= Dianne Martin (lawyer) =

Dianne Lee Martin (1945–2004) was a pioneering Canadian lawyer and advocate for social justice and women's rights.

==Early life and education==
Martin was born in Regina, Saskatchewan on March 19, 1945. She earned a bachelor's of arts degree of the University of Toronto in 1973 and a law degree from Osgoode Hall in 1976. In 1983 earned a master's degree in law from the University of London (England).

==Practice==
When Martin was called to the bar in 1978, there were very few women practicing law in Canada and the legal establishment was often hostile and dismissive towards them. Martin practiced with various partners, and in the first decade of her career she successfully advocated for a number of Criminal Code reforms, including replacing the crimes of "rape" and "indecent exposure" with "sexual assault" (emphasizing the violent nature of the crime, rather than the sexual nature).

In 1981, Martin became director of Osgoode Hall's Parkdale Community Legal Services clinic, and in 1989 she joined the faculty as an associate professor. She and her colleague Alan Young co-founded the school's Innocence Project, in which students investigated suspected cases of wrongful convictions.

==Honours==
- 2001 "Rebel with a Cause", Elizabeth Fry Society
- 2003 Gold Key Award, Osgoode Hall Alumni Association
- 2005 "Woman of Distinction", YWCA (posthumous)
- 2005 Sidney B. Linden Award, Legal Aid Ontario (posthumous)

==Legacy==
Martin died of a heart attack at her home in Toronto on December 20, 2004.

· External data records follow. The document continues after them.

PR #93, opened 2026-06-25
experimental feature: work on signal

vladimir-ea:
adds a `park` feature to Flux. 

If this feature is enabled threads will be parked if no work was done on a loop and woken whenever a message is added to a spine queue. 

Also supports network triggers via `mio::Waker`. 

On linux the thread parking / waking uses futex.

### DIFF
--- a/crates/flux-network/src/tcp/stream.rs
+++ b/crates/flux-network/src/tcp/stream.rs
@@ -700,6 +700,7 @@ impl TcpStream {
 /// Set `TCP_USER_TIMEOUT` on a mio `TcpStream`.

Osgoode Hall established an annual Dianne Martin Medal for Social Justice Through Law award, which is granted to "a member of the Canadian legal community who has exemplified Dianne Martin’s commitment to law as an instrument for achieving social justice and fairness."

In 2008, the University of Toronto Press published Honouring Social Justice, a collection of essays examining social, judicial, and political issues, honouring Martin's life and work.